Dataset entries
+ + +

PR #3146, opened 2026-09-07
fix: enable Azure DevOps thread resolution

### LINKED ISSUE #3144: Azure DevOps ignores pr_questions.resolve_threads; /ask_line never closes the thread
### What

`pr_questions.resolve_threads` is documented at `configuration.toml:191-193` with no provider caveat, but on Azure DevOps it is silently a no-op. `pr_line_questions.py:32-33` computes `self.resolve_threads = (get_settings().pr_questions.get("resolve_threads", False) and self.git_provider.supports_thread_resolution())`. Azure never overrides `supports_thread_resolution`, so it inherits `False` from `git_provider.py:473-475` and the setting is discarded. The prompt block at `pr_line_questions_prompts.toml:78-87` then never renders, the model is never asked for `[THREAD_RESOLVED]`, and the handling at `pr_line_questions.py:106-108` and `:118-122` is never reached.

### Why it is worth fixing

Azure DevOps is the one provider besides GitHub with the full `/ask_line` thread experience wired: `supports_threaded_pr_questions` True at `azuredevops_provider.py:474`, `supports_line_question_history` True at `:477`, and `get_review_thread_comments` at `:1362`. `azuredevops_server_webhook.py:71` deliberately leaves question threads open (`if handled and not is_question`), so `resolve_threads` is the intended mechanism for closing them, and it is precisely the one that does not work.

Everything the fix needs already exists and is proven in production. `set_thread_status` at `azuredevops_provider.py:1497` is called from `:1452` and from `azuredevops_server_webhook.py:72`. The identifier already lines up: `azuredevops_server_webhook.py:174-176` builds `--comment_id={thread_id}`, and `reply_to_comment_from_comment_id` at `:406` already reads that argument as a thread id.

### Proposed shape

Two short methods on `AzureDevopsProvider`: `supports_thread_resolution` returning True, and `resolve_comment_thread(comment_id)` returning `self.set_thread_status(comment_id, "closed")`. No comment-id to thread-id adapter is needed today, because the only other caller of `resolve_comment_thread` is `pr_code_suggestions.py:485`, `:492` and `:504`, and all three are gated on `_improve_thread_kwargs()` at `:529-531`, which is non-empty only when `should_publish_improve_as_thread()` is True, and only GitLab overrides that at `gitlab_provider.py:918`. GitLab is the counterexample to check and it does not apply here: it implements `resolve_comment_thread` at `gitlab_provider.py:1009` but keeps the predicate False on purpose, because it resolves by note id while `/ask_line` addresses threads by discussion id (`:1010-1011`). Azure has no such mismatch, as shown above. One behavioural caveat belongs in the change, and `configuration.toml:192` already states it: resolution also closes threads a human reviewer started. #2796, which added the base no-op, says in its own description that it did so "so other providers can implement it independently". This also clears one row from #3117's item 1.

Ricky-7-Yan:
## Summary

- advertise Azure DevOps' existing thread-resolution capability to `/ask_line`
- map the generic resolve operation to `set_thread_status(thread_id, "closed")`
- keep the provider-gated prompt comment accurate and add focused regression tests

Fixes #3144

## Validation

- `uv run --python 3.12 --frozen pytest tests/unittest/test_azure_devops_provider.py tests/unittest/test_pr_questions_helpers.py -q` — 192 passed
- `uv run --python 3.12 --frozen ruff check pr_agent/git_providers/azuredevops_provider.py pr_agent/tools/pr_line_questions.py tests/unittest/test_azure_devops_provider.py` — passed

### DIFF
--- a/pr_agent/git_providers/azuredevops_provider.py
+++ b/pr_agent/git_providers/azuredevops_provider.py
@@ -477,6 +477,9 @@ class AzureDevopsProvider(GitProvider):
     def supports_line_question_history(self) -> bool:
         return True
 
+    def supports_thread_resolution(self) -> bool:
+        return True
+
     def set_pr(self, pr_url: str):
         self.diff_files = None
         self._diff_path_map = None
@@ -1504,6 +1507,9 @@ class AzureDevopsProvider(GitProvider):
         except Exception as e:
             get_logger().exception(f"Failed to set thread status, error: {e}")
             return False
+
+    def resolve_comment_thread(self, comment_id: int) -> bool:
+        return self.set_thread_status(comment_id, "closed")
 
     def reply_to_thread(self, thread_id: int, body: str, is_temporary: bool = False) -> Comment:
         try:
--- a/pr_agent/tools/pr_line_questions.py
+++ b/pr_agent/tools/pr_line_questions.py
@@ -27,8 +27,8 @@ class PR_LineQuestions:
         self.ai_handler = ai_handler()
         self.ai_handler.main_pr_language = self.main_pr_language
 
-        # only GitHub can resolve threads today; elsewhere the marker would be
-        # requested from the model and every answer would log a failed resolve
+        # Request the marker only for providers that can resolve threads;
+        # otherwise every resolved answer would log a failed resolve.
         self.resolve_threads = (get_settings().pr_questions.get("resolve_threads", False)
                                 and self.git_provider.supports_thread_resolution())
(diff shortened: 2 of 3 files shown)


IsmaelMartinez (approved):
Thanks for picking this up within twenty minutes of the issue going up, and for pinning both methods with tests. Verified end to end: the prompt block renders and the thread closes with `set_thread_status(id, "closed")`.

PR #3148, opened 2026-09-07
fix(repo-context): key cache by target revision

### LINKED ISSUE #3119: Repo-context cache key has no revision; add get_repo_context_ref() to GitProvider as a fifth contract row
### What

`pr_agent/algo/repo_context.py` caches pre-fetched repository context. Its key at `:65-69` is `(files, max_lines, from_default_branch)` and the process key at `:83-85` adds the provider class name and PR URL; neither includes a revision. The TTL is 15 minutes (`:16`). Six providers override `get_repo_file_content`, and four compute a real base commit ad hoc inside it: GitHub (`pr.base.sha`), Bitbucket Server (`toRef['latestCommit']`), Azure DevOps (`last_merge_target_commit.commit_id`), Gitea (`base_sha`). GitLab and Bitbucket Cloud use a branch name; CodeCommit inherits the base stub (`git_provider.py:419-420`).

### Why it is worth fixing

Within the TTL a rebase or a push to the base branch can serve file content from a commit that has since moved. The revision that four providers already compute is exactly the missing key component, and today it is derived four different ways with nothing shared.

### Proposed shape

+ + +

**Task statement**.
Out of the preceding entries, pull every line containing the string "renders".

**Solution for this task**.
`pr_questions.resolve_threads` is documented at `configuration.toml:191-193` with no provider caveat, but on Azure DevOps it is silently a no-op. `pr_line_questions.py:32-33` computes `self.resolve_threads = (get_settings().pr_questions.get("resolve_threads", False) and self.git_provider.supports_thread_resolution())`. Azure never overrides `supports_thread_resolution`, so it inherits `False` from `git_provider.py:473-475` and the setting is discarded. The prompt block at `pr_line_questions_prompts.toml:78-87` then never renders, the model is never asked for `[THREAD_RESOLVED]`, and the handling at `pr_line_questions.py:106-108` and `:118-122` is never reached.
Thanks for picking this up within twenty minutes of the issue going up, and for pinning both methods with tests. Verified end to end: the prompt block renders and the thread closes with `set_thread_status(id, "closed")`.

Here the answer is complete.